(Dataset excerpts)
........
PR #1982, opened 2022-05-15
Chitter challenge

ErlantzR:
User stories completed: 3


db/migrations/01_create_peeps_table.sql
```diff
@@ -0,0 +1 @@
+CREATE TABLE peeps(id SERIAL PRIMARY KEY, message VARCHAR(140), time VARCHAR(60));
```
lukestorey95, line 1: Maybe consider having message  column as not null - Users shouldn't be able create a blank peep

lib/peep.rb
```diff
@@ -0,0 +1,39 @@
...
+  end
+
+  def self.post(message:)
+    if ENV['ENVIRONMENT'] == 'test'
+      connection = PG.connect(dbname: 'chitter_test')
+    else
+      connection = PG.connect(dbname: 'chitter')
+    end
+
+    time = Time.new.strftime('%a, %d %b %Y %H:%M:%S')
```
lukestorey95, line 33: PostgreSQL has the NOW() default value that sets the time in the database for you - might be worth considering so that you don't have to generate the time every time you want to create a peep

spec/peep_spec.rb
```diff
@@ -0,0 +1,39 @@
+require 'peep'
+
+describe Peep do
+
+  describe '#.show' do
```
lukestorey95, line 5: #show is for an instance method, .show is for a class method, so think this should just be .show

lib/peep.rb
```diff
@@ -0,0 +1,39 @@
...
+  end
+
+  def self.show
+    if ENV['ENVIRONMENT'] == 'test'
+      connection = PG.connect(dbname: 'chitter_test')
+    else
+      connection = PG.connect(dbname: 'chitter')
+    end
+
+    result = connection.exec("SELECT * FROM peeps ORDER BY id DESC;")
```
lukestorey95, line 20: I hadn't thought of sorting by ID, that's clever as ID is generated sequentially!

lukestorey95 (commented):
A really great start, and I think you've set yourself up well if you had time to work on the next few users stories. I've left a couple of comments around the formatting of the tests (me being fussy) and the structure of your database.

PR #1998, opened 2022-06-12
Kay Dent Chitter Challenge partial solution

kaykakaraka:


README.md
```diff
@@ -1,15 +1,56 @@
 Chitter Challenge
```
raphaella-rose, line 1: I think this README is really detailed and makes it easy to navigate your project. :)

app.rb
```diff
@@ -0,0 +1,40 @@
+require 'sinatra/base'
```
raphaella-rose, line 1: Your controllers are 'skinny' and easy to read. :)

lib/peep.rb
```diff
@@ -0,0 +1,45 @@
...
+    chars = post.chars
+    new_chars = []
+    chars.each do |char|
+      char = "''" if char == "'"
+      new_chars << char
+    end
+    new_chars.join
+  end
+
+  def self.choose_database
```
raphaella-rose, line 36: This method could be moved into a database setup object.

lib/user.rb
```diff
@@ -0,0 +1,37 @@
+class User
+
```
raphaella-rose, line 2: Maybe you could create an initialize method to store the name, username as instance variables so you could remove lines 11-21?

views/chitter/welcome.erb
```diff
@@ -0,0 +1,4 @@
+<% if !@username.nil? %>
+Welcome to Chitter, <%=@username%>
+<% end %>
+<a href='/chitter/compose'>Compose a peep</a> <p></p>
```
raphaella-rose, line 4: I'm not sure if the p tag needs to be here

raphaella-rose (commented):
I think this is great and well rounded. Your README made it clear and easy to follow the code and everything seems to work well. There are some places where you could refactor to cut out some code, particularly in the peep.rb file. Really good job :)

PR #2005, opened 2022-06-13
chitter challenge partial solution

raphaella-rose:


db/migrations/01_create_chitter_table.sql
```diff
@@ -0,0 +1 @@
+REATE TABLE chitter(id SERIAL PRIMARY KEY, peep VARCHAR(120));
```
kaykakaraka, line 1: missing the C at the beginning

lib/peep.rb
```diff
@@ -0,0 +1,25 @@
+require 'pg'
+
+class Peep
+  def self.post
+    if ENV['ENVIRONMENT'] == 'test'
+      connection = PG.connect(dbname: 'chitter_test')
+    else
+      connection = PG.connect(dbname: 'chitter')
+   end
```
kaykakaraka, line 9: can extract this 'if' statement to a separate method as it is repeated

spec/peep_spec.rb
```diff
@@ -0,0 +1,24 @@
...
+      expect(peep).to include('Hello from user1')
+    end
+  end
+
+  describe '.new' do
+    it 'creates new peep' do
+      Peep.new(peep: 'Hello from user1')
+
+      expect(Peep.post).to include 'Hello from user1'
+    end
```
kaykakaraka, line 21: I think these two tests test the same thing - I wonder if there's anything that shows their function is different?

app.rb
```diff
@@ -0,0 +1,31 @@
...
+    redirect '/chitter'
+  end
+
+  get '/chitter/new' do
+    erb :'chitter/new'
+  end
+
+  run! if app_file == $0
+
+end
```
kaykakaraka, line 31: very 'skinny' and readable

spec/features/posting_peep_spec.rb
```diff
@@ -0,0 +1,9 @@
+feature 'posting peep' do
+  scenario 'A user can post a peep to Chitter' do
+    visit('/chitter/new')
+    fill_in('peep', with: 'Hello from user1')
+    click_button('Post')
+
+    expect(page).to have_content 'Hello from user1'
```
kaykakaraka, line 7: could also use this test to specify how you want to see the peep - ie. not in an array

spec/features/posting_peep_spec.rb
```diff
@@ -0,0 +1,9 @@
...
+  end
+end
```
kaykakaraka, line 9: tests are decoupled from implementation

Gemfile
........
- WHAT IS REQUIRED
Copy down every record, keeping each one exact.

- EXERCISE OUTPUT
PR #1982, opened 2022-05-15
Chitter challenge

ErlantzR:
User stories completed: 3


db/migrations/01_create_peeps_table.sql
```diff
@@ -0,0 +1 @@
+CREATE TABLE peeps(id SERIAL PRIMARY KEY, message VARCHAR(140), time VARCHAR(60));
```
lukestorey95, line 1: Maybe consider having message  column as not null - Users shouldn't be able create a blank peep

lib/peep.rb
```diff
@@ -0,0 +1,39 @@
...
+  end
+
+  def self.post(message:)
+    if ENV['ENVIRONMENT'] == 'test'
+      connection = PG.connect(dbname: 'chitter_test')
+    else
+      connection = PG.connect(dbname: 'chitter')
+    end
+
+    time = Time.new.strftime('%a, %d %b %Y %H:%M:%S')
```
lukestorey95, line 33: PostgreSQL has the NOW() default value that sets the time in the database for you - might be worth considering so that you don't have to generate the time every time you want to create a peep

spec/peep_spec.rb
```diff
@@ -0,0 +1,39 @@
+require 'peep'
+
+describe Peep do
+
+  describe '#.show' do
```
lukestorey95, line 5: #show is for an instance method, .show is for a class method, so think this should just be .show

lib/peep.rb
```diff
@@ -0,0 +1,39 @@
...
+  end
+
+  def self.show
+    if ENV['ENVIRONMENT'] == 'test'
+      connection = PG.connect(dbname: 'chitter_test')
+    else
+      connection = PG.connect(dbname: 'chitter')
+    end
+
+    result = connection.exec("SELECT * FROM peeps ORDER BY id DESC;")
```
lukestorey95, line 20: I hadn't thought of sorting by ID, that's clever as ID is generated sequentially!

lukestorey95 (commented):
A really great start, and I think you've set yourself up well if you had time to work on the next few users stories. I've left a couple of comments around the formatting of the tests (me being fussy) and the structure of your database.

PR #1998, opened 2022-06-12
Kay Dent Chitter Challenge partial solution

kaykakaraka:


README.md
```diff
@@ -1,15 +1,56 @@
 Chitter Challenge
```
raphaella-rose, line 1: I think this README is really detailed and makes it easy to navigate your project. :)

app.rb
```diff
@@ -0,0 +1,40 @@
+require 'sinatra/base'
```
raphaella-rose, line 1: Your controllers are 'skinny' and easy to read. :)

lib/peep.rb
```diff
@@ -0,0 +1,45 @@
...
+    chars = post.chars
+    new_chars = []
+    chars.each do |char|
+      char = "''" if char == "'"
+      new_chars << char
+    end
+    new_chars.join
+  end
+
+  def self.choose_database
```
raphaella-rose, line 36: This method could be moved into a database setup object.

lib/user.rb
```diff
@@ -0,0 +1,37 @@
+class User
+
```
raphaella-rose, line 2: Maybe you could create an initialize method to store the name, username as instance variables so you could remove lines 11-21?

views/chitter/welcome.erb
```diff
@@ -0,0 +1,4 @@
+<% if !@username.nil? %>
+Welcome to Chitter, <%=@username%>
+<% end %>
+<a href='/chitter/compose'>Compose a peep</a> <p></p>
```
raphaella-rose, line 4: I'm not sure if the p tag needs to be here

raphaella-rose (commented):
I think this is great and well rounded. Your README made it clear and easy to follow the code and everything seems to work well. There are some places where you could refactor to cut out some code, particularly in the peep.rb file. Really good job :)

PR #2005, opened 2022-06-13
chitter challenge partial solution

raphaella-rose:


db/migrations/01_create_chitter_table.sql
```diff
@@ -0,0 +1 @@
+REATE TABLE chitter(id SERIAL PRIMARY KEY, peep VARCHAR(120));
```
kaykakaraka, line 1: missing the C at the beginning

lib/peep.rb
```diff
@@ -0,0 +1,25 @@
+require 'pg'
+
+class Peep
+  def self.post
+    if ENV['ENVIRONMENT'] == 'test'
+      connection = PG.connect(dbname: 'chitter_test')
+    else
+      connection = PG.connect(dbname: 'chitter')
+   end
```
kaykakaraka, line 9: can extract this 'if' statement to a separate method as it is repeated

spec/peep_spec.rb
```diff
@@ -0,0 +1,24 @@
...
+      expect(peep).to include('Hello from user1')
+    end
+  end
+
+  describe '.new' do
+    it 'creates new peep' do
+      Peep.new(peep: 'Hello from user1')
+
+      expect(Peep.post).to include 'Hello from user1'
+    end
```
kaykakaraka, line 21: I think these two tests test the same thing - I wonder if there's anything that shows their function is different?

app.rb
```diff
@@ -0,0 +1,31 @@
...
+    redirect '/chitter'
+  end
+
+  get '/chitter/new' do
+    erb :'chitter/new'
+  end
+
+  run! if app_file == $0
+
+end
```
kaykakaraka, line 31: very 'skinny' and readable

spec/features/posting_peep_spec.rb
```diff
@@ -0,0 +1,9 @@
+feature 'posting peep' do
+  scenario 'A user can post a peep to Chitter' do
+    visit('/chitter/new')
+    fill_in('peep', with: 'Hello from user1')
+    click_button('Post')
+
+    expect(page).to have_content 'Hello from user1'
```
kaykakaraka, line 7: could also use this test to specify how you want to see the peep - ie. not in an array

spec/features/posting_peep_spec.rb
```diff
@@ -0,0 +1,9 @@
...
+  end
+end
```
kaykakaraka, line 9: tests are decoupled from implementation

Gemfile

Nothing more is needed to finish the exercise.